As of the Closing Date, the Company incurred approximately $12.9 million in debt issuance costs related to the Term Loan and $1.3 million in costs related to the Revolving Loan. The debt issuance costs associated with the Term Loan were capitalized against the principal balance of the debt, and the Revolving Loan costs were capitalized in Other Assets. All issuance costs will be accredited through interest expense for the duration of each respective debt facility. The interest expense related to the amortization of the debt issuance costs during the year ended December 31, 2018 and December 31, 2017 was approximately $2.5 million and $2.4 million, respectively.

Certain restrictive covenants are contained in the Credit Facility, which the Company was in compliance with as of December 31, 2018, other than certain covenants that apply only to the Company’s ability to borrow under the Revolving
Loan (excluding letters of credit). The Credit Facility imposes an overall cap on the total amount of dividends the Company can pay, together with the total amount of shares and warrants the Company can repurchase, of $12 million per fiscal year, and imposes certain other conditions on the Company’s ability to pay dividends.

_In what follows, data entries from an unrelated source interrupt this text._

PR #7012, opened 2024-01-08
Added new check KIA1601 for ReferenceGrant

hhovsepy:

An Error severity message is added for "Spec.From.Namespace" field of "K8sReferenceGrant" object checking if namespace exists: "KIA1601 Namespace is not found or is not accessible"

Screenshot from 2024-01-08 11-12-03

### DIFF
--- a/business/checkers/k8sreferencegrants/namespace_checker.go
+++ b/business/checkers/k8sreferencegrants/namespace_checker.go
@@ -2,6 +2,7 @@ package k8sreferencegrants
 
 import (
 	"fmt"
+
 	k8s_networking_v1beta1 "sigs.k8s.io/gateway-api/apis/v1beta1"
 
 	"github.com/kiali/kiali/models"
--- a/business/checkers/k8sreferencegrants/namespace_checker.go
+++ b/business/checkers/k8sreferencegrants/namespace_checker.go
@@ -9,8 +9,8 @@ import (
 )
 
 type NamespaceChecker struct {
-	ReferenceGrant k8s_networking_v1beta1.ReferenceGrant
 	Namespaces     models.Namespaces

Beginning with the year ended December 31, 2017, the Company is required to prepay Term Loan Borrowings and Incremental Term Loan Borrowings in an aggregate amount equal to 50% of the Excess Cash Flow for the fiscal year; provided that such amount of the Excess Cash Flow in any fiscal year shall be reduced by (i) the aggregate amount of prepayments of Term Loans and Incremental Term Loans made, (ii) to the extent accompanied by permanent reductions of Revolving Commitments, the aggregate amount of prepayments of Revolving Loans (other than prepayments financed with the proceeds of Indebtedness), (iii) repaid borrowings of Revolving Loans made on the Effective Date to account for any additional original issue discount or upfront fees that are implemented pursuant to the Fee Letter and (iv) the aggregate amount of cash dividends paid by the Company or Holdings to Holdings or Boulevard for the payment of the Seller Earnout; provided further that, prepayments of Term Loan Borrowings and Incremental Term Loan Borrowings shall only be required if 50% of the Excess Cash Flow for such fiscal year exceeds $5,000,000. There are no amounts due under this provision for the year ended December 31, 2018.

On January 31, 2019, The Revolving Loan was amended to extend the revolver from July 31, 2019 to December 31, 2020. The amended $12.5 million revolving credit facility also amended certain financial covenants.